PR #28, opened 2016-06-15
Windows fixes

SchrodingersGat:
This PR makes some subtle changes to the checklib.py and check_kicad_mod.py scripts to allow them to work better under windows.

:::

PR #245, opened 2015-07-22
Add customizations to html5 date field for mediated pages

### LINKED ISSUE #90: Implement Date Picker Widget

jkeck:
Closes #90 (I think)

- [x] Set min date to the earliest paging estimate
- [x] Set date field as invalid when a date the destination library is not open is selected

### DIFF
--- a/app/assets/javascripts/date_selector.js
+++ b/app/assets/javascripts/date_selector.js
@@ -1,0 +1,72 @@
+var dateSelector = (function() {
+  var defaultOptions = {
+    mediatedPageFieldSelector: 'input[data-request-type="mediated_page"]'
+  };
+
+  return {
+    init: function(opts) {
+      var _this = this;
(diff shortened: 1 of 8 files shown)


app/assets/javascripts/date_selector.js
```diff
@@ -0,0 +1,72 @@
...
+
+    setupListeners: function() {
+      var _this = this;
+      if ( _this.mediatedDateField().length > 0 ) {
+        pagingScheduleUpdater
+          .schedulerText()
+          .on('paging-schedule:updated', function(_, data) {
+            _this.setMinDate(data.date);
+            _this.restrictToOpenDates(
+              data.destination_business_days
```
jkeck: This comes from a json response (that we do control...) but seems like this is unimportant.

:::

→ **Task requirements**: Retype only the stretch of lines above starting at the one with "PR #28, opened 2016-06-15" and stopping at the one with "This PR makes", exactly as written, with both kept.

→ **Exercise output**:
PR #28, opened 2016-06-15
Windows fixes

SchrodingersGat:
This PR makes some subtle changes to the checklib.py and check_kicad_mod.py scripts to allow them to work better under windows.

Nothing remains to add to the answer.